Patients with head-and-neck cancers who are free of disease after local therapy remain at high risk for both recurrent and second primary tumors. Retinoids have proved efficacious in the treatment of premalignant oral lesions and are promising agents for the prevention of epithelial carcinogenesis.


We prospectively studied 103 patients who were disease-free after primary treatment for squamous-cell cancers of the larynx, pharynx, or oral cavity. After completion of surgery or radiotherapy (or both), these patients were randomly assigned to receive either isotretinoin (13-cis-retinoic acid) (50 to 100 mg per square meter of body-surface area per day) or placebo, to be taken daily for 12 months.

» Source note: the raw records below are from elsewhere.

PR #1379, opened 2023-11-12
Improve namespace packaging guide

### LINKED ISSUE #689: Confusing example linked in packaging-namespace-packages
The section on the [packaging-namespace-packages page for "Native namespace packages"](https://packaging.python.org/guides/packaging-namespace-packages/#native-namespace-packages) includes a link to the [native namespace package example project](https://github.com/pypa/sample-namespace-packages/tree/master/native)

This is a bit confusing because the packaing.python.org page uses `find_namespace_packages` in setup.py but the sample package [explicitly lists the packages to include](https://github.com/pypa/sample-namespace-packages/blob/df7530eeb8fa0cb7dbb8ecb28363e8e36bfa2f45/native/pkg_b/setup.py#L31): `packages=['example_pkg.b']`

I'm not sure if there's a fix I can think of here. Maybe update the sample project?

### LINKED ISSUE #1222: stop recommending deprecated pkg_resources namespace packages
The recommendations here are now outdated because plg_resources is deprecated: https://packaging.python.org/en/latest/guides/packaging-namespace-packages/#creating-a-namespace-package

> This method is recommended if you need compatibility with packages already using this method or if your package needs to be zip-safe.

https://packaging.python.org/en/latest/guides/packaging-namespace-packages/#pkg-resources-style-namespace-packages

> If you are creating a new distribution within an existing namespace package that uses this method then it’s recommended to continue using this as the different methods are not cross-compatible and it’s not advisable to try to migrate an existing package.

### LINKED ISSUE #1305: Clarify `__init__.py` syntax in namespace packaging guide
The [docs](https://packaging.python.org/en/latest/guides/packaging-namespace-packages/) say:

> The __init__.py file for the namespace package needs to contain only the following:
> Every distribution that uses the namespace package must include an identical __init__.py

I wonder:

1. does "only" mean "a semantically equivalent set of instructions that appear first in the file"?
2. does "identical" mean "semantically equivalent" or "character-by-character identical"?

To give an example, consider the two following `__init__.py` modules. Are they valid paired-modules for a non-native namespace package?

```python
# arbitrary comments like:
# pylint: disable=missing-module-docstring
__path__ = __import__("pkgutil").extend_path(__path__, __name__) # type: ignore
# note the type ignore comment as well
```

```python
from pkgutil import extend_path
__path__ = extend_path(__path__, __name__)
```

Note how neither the textual contents nor the AST is the same, but how they actually do the same thing.

Does it still work if there are other statements after extending `__path__`?

```python
from pkgutil import extend_path
__path__ = extend_path(__path__, __name__)
print("done extending __path__")
```

Don't hesitate to redirect me to the code responsible for this :slightly_smiling_face:

chrysle:
This addresses the linked issues, and adds a `pyproject.toml` example for how to find native or implicit namespace packages with `setuptools`.

- Closes #1222
- Closes #689
- Closes #1305

----
:books: Documentation preview :books:: https://python-packaging-user-guide--1379.org.readthedocs.build/en/1379/

### DIFF
--- a/source/guides/packaging-namespace-packages.rst
+++ b/source/guides/packaging-namespace-packages.rst
@@ -19,7 +19,7 @@ have the following package structure:
             __init__.py
             ...
         module_b.py
-    setup.py
+    pyproject.toml
 
 And you use this package in your code like so::
 
@@ -31,17 +31,19 @@ Then you can break these sub-packages into two separate distributions:
 .. code-block:: text
 
     mynamespace-subpackage-a/
-        setup.py
-        mynamespace/
-            subpackage_a/
-                __init__.py
+        pyproject.toml
+        src/
+            mynamespace/
+                subpackage_a/
+                    __init__.py
 
     mynamespace-subpackage-b/
-        setup.py
-        mynamespace/
-            subpackage_b/
-                __init__.py
-            module_b.py
+        pyproject.toml
+        src/
+            mynamespace/
+                subpackage_b/
+                    __init__.py
+                module_b.py
 
 Each sub-package can now be separately installed, used, and versioned.
 
@@ -73,44 +75,29 @@ Native namespace packages
 Python 3.3 added **implicit** namespace packages from :pep:`420`. All that is
 required to create a native namespace package is that you just omit
 :file:`__init__.py` from the namespace package directory. An example file
-structure:
+structure (following :ref:`src-layout <setuptools:src-layout>`):
 
 .. code-block:: text
 
     mynamespace-subpackage-a/
-        setup.py # AND/OR pyproject.toml, setup.cfg
-        mynamespace/ # namespace package
-        # No __init__.py here.
-            subpackage_a/
-                # Sub-packages have an __init__.py.
-                __init__.py
-                module.py
+        pyproject.toml # AND/OR setup.py, setup.cfg
+        src/
+            mynamespace/ # namespace package
+            # No __init__.py here.
+                subpackage_a/
+                    # Sub-packages have an __init__.py.
+                    __init__.py
+                    module.py
 
 It is extremely important that every distribution that uses the namespace
 package omits the :file:`__init__.py` or uses a pkgutil-style
 :file:`__init__.py`. If any distribution does not, it will cause the namespace
 logic to fail and the other sub-packages will not be importable.
 
-Because ``mynamespace`` doesn't contain an :file:`__init__.py`,
-:func:`setuptools.find_packages` won't find the sub-package. You must
-use :func:`setuptools.find_namespace_packages` instead or explicitly
-list all packages in your :file:`setup.py`. For example:
-
-.. code-block:: python
-
-    from setuptools import setup, find_namespace_packages
-
-    setup(
-        name='mynamespace-subpackage-a',
-        ...
-        packages=find_namespace_packages(include=['mynamespace.*'])
-        # or list a single package explicitly:
-        # packages=['mynamespace.subpackage_a'],
-    )
-
-The same can be accomplished by replacing the :file:`setup.py` in the
-namespace packages' parent directory with a :file:`pyproject.toml`,
-with the following contents:
+The ``src-layout`` directory structure allows automatic discovery of packages
+by most :term:`build backends <Build Backend>`. If however you want to manage
+exclusions or inclusions of packages yourself, this is possible to be configured
+in the top-level :file:`pyproject.toml`:
 
 .. code-block:: toml
 
@@ -119,12 +106,37 @@ with the following contents:
     build-backend = "setuptools.build_meta"
 
     [tool.setuptools.packages.find]
-    where = ["."]
-    include = ["mynamespace.*"]
+    where = ["src/"]
+    include = ["mynamespace.subpackage_a"]
 
     [project]
     name = "mynamespace-subpackage-a"
     ...
+
+The same can be accomplished with a :file:`setup.cfg`:
+
+.. code-block:: ini
+
+   [options]
+    package_dir =
+        =src
+    packages = find_namespace:
+
+    [options.packages.find]
+    where = src
+
+Or :file:`setup.py`:
+
+.. code-block:: python
+
+    from setuptools import setup, find_namespace_packages
+
+    setup(
+        name='mynamespace-subpackage-a',
+        ...
+        packages=find_namespace_packages(where='src/', include=['mynamespace.subpackage_a']),
+        package_dir={"": "src"},
+    )
 
 :ref:`setuptools` will search the directory structure for implicit namespace
 packages by default.
@@ -170,12 +182,14 @@ To create a pkgutil-style namespace package, you need to provide an
 
 .. code-block:: text
 
-    setup.py # AND/OR pyproject.toml, setup.cfg
-    mynamespace/
-        __init__.py  # Namespace package __init__.py
-        subpackage_a/
-            __init__.py  # Sub-package __init__.py
-            module.py
+    mynamespace-subpackage-a/
+        src/
+            pyproject.toml # AND/OR setup.cfg, setup.py
+            mynamespace/
+                __init__.py  # Namespace package __init__.py
+                subpackage_a/
+                    __init__.py  # Sub-package __init__.py
+                    module.py
 
 The :file:`__init__.py` file for the namespace package needs to contain
 the following:
@@ -215,22 +229,24 @@ To create a pkg_resources-style namespace package, you need to provide an
 
 .. code-block:: text
 
-    setup.py # AND/OR pyproject.toml, setup.cfg
-    mynamespace/
-        __init__.py  # Namespace package __init__.py
-        subpackage_a/
-            __init__.py  # Sub-package __init__.py
-            module.py
+    mynamespace-subpackage-a/
+        src/
+            pyproject.toml # AND/OR setup.cfg, setup.py
+            mynamespace/
+                __init__.py  # Namespace package __init__.py
+                subpackage_a/
+                    __init__.py  # Sub-package __init__.py
+                    module.py
 
 The :file:`__init__.py` file for the namespace package needs to contain
-**only** the following:
+the following:
 
 .. code-block:: python
 
     __import__('pkg_resources').declare_namespace(__name__)
 
-**Every** distribution that uses the namespace package must include an
-identical :file:`__init__.py`. If any distribution does not, it will cause the
+**Every** distribution that uses the namespace package must include such an
+:file:`__init__.py`. If any distribution does not, it will cause the
 namespace logic to fail and the other sub-packages will not be importable.  Any
 additional code in :file:`__init__.py` will be inaccessible.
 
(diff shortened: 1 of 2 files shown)


source/guides/packaging-namespace-packages.rst
```diff
@@ -86,13 +77,14 @@ structure:
 
 .. code-block:: text
 
-    setup.py
-    mynamespace/
+    mynamespace-subpackage-a/
+        setup.py # AND/OR pyproject.toml, setup.cfg
```
sinoroc, line 81: I would for sure not put `setup.py` in first place here. My personal preference is to only put standardized things in `pyproject.toml` so I would put `setup.cfg` in first place, but I guess the preferred way in the community is to put as much as possible in `pyproject.toml` so that is probably what should be done here as well.

source/guides/packaging-namespace-packages.rst
```diff
@@ -112,8 +104,31 @@ list all packages in your :file:`setup.py`. For example:
         name='mynamespace-subpackage-a',
         ...
         packages=find_namespace_packages(include=['mynamespace.*'])
+        # or list a single package explicitly:
+        # packages=['mynamespace.subpackage_a'],
     )
 
+The same can be accomplished by replacing the :file:`setup.py` in the
+namespace packages' parent directory with a :file:`pyproject.toml`,
```
sinoroc, line 112:
```suggestion
project's source tree root directory with a :file:`pyproject.toml`,
```

source/guides/packaging-namespace-packages.rst
```diff
@@ -125,8 +140,25 @@ the `native namespace package example project`_.
     only support Python 3 and pkgutil-style namespace packages in the
     distributions that need to support Python 2 and 3.
 
+
+Legacy namespace packages
+-------------------------
+
+These to methods, that were used to create namespace packages prior to :pep:`420`,
```
sinoroc, line 147:
```suggestion
These two methods, that were used to create namespace packages prior to :pep:`420`,
```

sinoroc (commented):
Maybe it is a bigger change... but have you considered migrating the examples in this document to `src` layout?

As far as I know, with the `src` layout the build backends are able to automatically find the packages (namespace and regular), no configuration needed.

chrysle:
That #@**-%$!!! pre-commit blames me for typos my PR doesn't include!

sinoroc:
> That #@**-%$!!! pre-commit blames me for typos my PR doesn't include!

That is surprising. I have no idea why _codespell_ did not trigger on those issues before...

chrysle:
> I have no idea why _codespell_ did not trigger on those issues before...

Well it did, but only **after** #1372 was merged. I guess that useless pre-commit-ci wasn't configured at the time that PR was opened.

chrysle:
Thanks for reviewing, I addressed your comments! 

> Maybe it is a bigger change... but have you considered migrating the examples in this document to `src` layout?

I was unsure if I shouldn't just leave the examples under the _Legacy namespace packages_ section alone, considering they're "archived"?

source/guides/packaging-namespace-packages.rst
```diff
@@ -57,52 +59,73 @@ import object short).
...
-            # Sub-packages have __init__.py.
-            __init__.py
-            module.py
+    mynamespace-subpackage-a/
+        pyproject.toml # AND/OR setup.py, setup.cfg
+        src/
+            mynamespace/ # namespace package
+            # No __init__.py here.
+                subpackage_a/
+                    # Sub-packages have an __init__.py.
```
sinoroc, line 88: I would align indentation like this:

```suggestion
        src/
            mynamespace/ # namespace package
                # No __init__.py here.
                subpackage_a/
                    # Sub-packages have an __init__.py.
```

source/guides/packaging-namespace-packages.rst
```diff
@@ -57,52 +59,73 @@ import object short).
...
 package omits the :file:`__init__.py` or uses a pkgutil-style
 :file:`__init__.py`. If any distribution does not, it will cause the namespace
 logic to fail and the other sub-packages will not be importable.
 
-Because ``mynamespace`` doesn't contain an :file:`__init__.py`,
-:func:`setuptools.find_packages` won't find the sub-package. You must
-use :func:`setuptools.find_namespace_packages` instead or explicitly
-list all packages in your :file:`setup.py`. For example:
+The ``src-layout`` directory structure allows automatic discovery of packages
+by most :term:`build backends <Build Backend>`. If however you want to manage
```
sinoroc, line 98: Add link to "[_src layout vs flat layout_](https://packaging.python.org/en/latest/discussions/src-layout-vs-flat-layout/)"? It does not seem to have a target yet though, so it might need to be added.

source/guides/packaging-namespace-packages.rst
```diff
@@ -57,52 +59,73 @@ import object short).
...
+
+    [project]
+    name = "mynamespace-subpackage-a"
+    ...
+
+The same can be accomplished with a :file:`setup.cfg`:
+
+.. code-block:: ini
+
+   [options]
```
sinoroc, line 120:
```suggestion
    [options]
```

source/guides/packaging-namespace-packages.rst
```diff
@@ -111,9 +134,13 @@ list all packages in your :file:`setup.py`. For example:
     setup(
         name='mynamespace-subpackage-a',
         ...
-        packages=find_namespace_packages(include=['mynamespace.*'])
+        packages=find_namespace_packages(where='src/', include=['mynamespace.subpackage_a']),
+        package_dir={"": "src"},
```
sinoroc, line 138: Fixing quotes for consistency of this clock of code.
Maybe we should have some formatting rules for the whole guide?

```suggestion
        package_dir={'': 'src'},
```

source/guides/packaging-namespace-packages.rst
chrysle: Done!

source/guides/packaging-namespace-packages.rst
chrysle: Yes, we might dig out a hook somewhere.

sinoroc: Something that formats Python code embedded inside reStructuredText? No idea if that exists, but maybe it does exist, I have no idea.

source/guides/packaging-namespace-packages.rst
```diff
@@ -57,52 +59,73 @@ import object short).
...
-            # Sub-packages have __init__.py.
-            __init__.py
-            module.py
+    mynamespace-subpackage-a/
+        pyproject.toml # AND/OR setup.py, setup.cfg
+        src/
+            mynamespace/ # namespace package
+                # No __init__.py here.
+                subpackage_a/
+                    # Sub-packages have an __init__.py.
```
sinoroc, line 88:
```suggestion
                    # Regular import packages have an __init__.py.
```

source/guides/packaging-namespace-packages.rst
```diff
@@ -57,52 +59,73 @@ import object short).
...
+by most :term:`build backends <Build Backend>`. See :ref:`src-layout-vs-flat-layout`
+for more information. If however you want to manage exclusions or inclusions of packages
+yourself, this is possible to be configured in the top-level :file:`pyproject.toml`:
+
+.. code-block:: toml
+
+    [build-system]
+    requires = ["setuptools", "setuptools-scm"]
+    build-backend = "setuptools.build_meta"
+
```
sinoroc, line 107: If the goal of this code block is to show how to configure setuptools to handle namespace packages, then maybe we can skip the `build-system` table. What do you think?

source/guides/packaging-namespace-packages.rst
```diff
@@ -138,22 +182,24 @@ To create a pkgutil-style namespace package, you need to provide an
...
-        subpackage_a/
-            __init__.py  # Sub-package __init__.py
-            module.py
+    mynamespace-subpackage-a/
+        src/
+            pyproject.toml # AND/OR setup.cfg, setup.py
+            mynamespace/
+                __init__.py  # Namespace package __init__.py
+                subpackage_a/
+                    __init__.py  # Sub-package __init__.py
```
sinoroc, line 191:
```suggestion
                    __init__.py  # Regular package __init__.py
```

source/guides/packaging-namespace-packages.rst
```diff
@@ -183,22 +229,24 @@ To create a pkg_resources-style namespace package, you need to provide an
...
```
sinoroc, line 238:
```suggestion
                    __init__.py  # Regular package __init__.py
```

sinoroc (commented):
Some more suggestions. Sorry that I am bringing yet another round of those instead of all at once... :/

source/guides/packaging-namespace-packages.rst
chrysle: How about the following?

```suggestion
    [build-system]
    ...

```

source/guides/packaging-namespace-packages.rst
chrysle: I find this a bit confusing, since the namespace package _is_ a sub-package and the root directory is named accordingly?

Probably 
```suggestion
                    __init__.py  # Regular sub-package __init__.py
```

is more like it ;-)

sinoroc: My reasoning for this is that from the point of view of the Python interpreter there are two kinds of importable packages: the regular ones without qualifier and the "namespace" packages.

Whether they are sub-packages or not does not matter.

For example:

```none
.
├── namespace
│   └── regular
│       └── __init__.py
└── regular
    ├── __init__.py
    └── namespace
```

```pycon
>>> import namespace
>>> namespace
<module 'namespace' (<_frozen_importlib_external.NamespaceLoader object at 0x7fb3d531f090>)>
>>> import namespace.regular
>>> namespace.regular
<module 'namespace.regular' from '/tmp/tmp.wRR0QJjvej/namespace/regular/__init__.py'>
>>> import regular
>>> regular
<module 'regular' from '/tmp/tmp.wRR0QJjvej/regular/__init__.py'>
>>> import regular.namespace
>>> regular.namespace
<module 'regular.namespace' (<_frozen_importlib_external.NamespaceLoader object at 0x7fb3d4b6af90>)>
```

I know that this is valid for PEP420 native namespace packages, and this example is not PEP420, but from my point of view we should try to stick to this terminology.

I guess I am fine with "regular sub-package".

source/guides/packaging-namespace-packages.rst
sinoroc: I tend do write `# ...` or `# [...]` in such cases. But I am fine with anything, even the whole build system table, I don't mind much, it is just nit-picking.

sinoroc (approved):
I approve, no reason to block this.

source/guides/packaging-namespace-packages.rst
chrysle: Let's do it like you suggest, then. I think I'm the one who's nit-picking.

source/guides/packaging-namespace-packages.rst
chrysle: Using my suggestion since that comes to you use in several other places.

chrysle:
@sinoroc Thank you for you thorough review!

willingc (approved):
This looks good to me. Thanks!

There were no significant differences between the two groups in the number of local, regional, or distant recurrences of the primary cancers. However, the isotretinoin group had significantly fewer second primary tumors. After a median follow-up of 32 months, only 2 patients (4 percent) in the isotretinoin group had second primary tumors, as compared with 12 (24 percent) in the placebo group (P = 0.005). Multiple second primary tumors occurred in four patients, all of whom were in the placebo group. Of the 14 second cancers, 13 (93 percent) occurred in the head and neck, esophagus, or lung.


Daily treatment with high doses of isotretinoin is effective in preventing second primary tumors in patients who have been treated for squamous-cell carcinoma of the head and neck, although it does not prevent recurrences of the original tumor.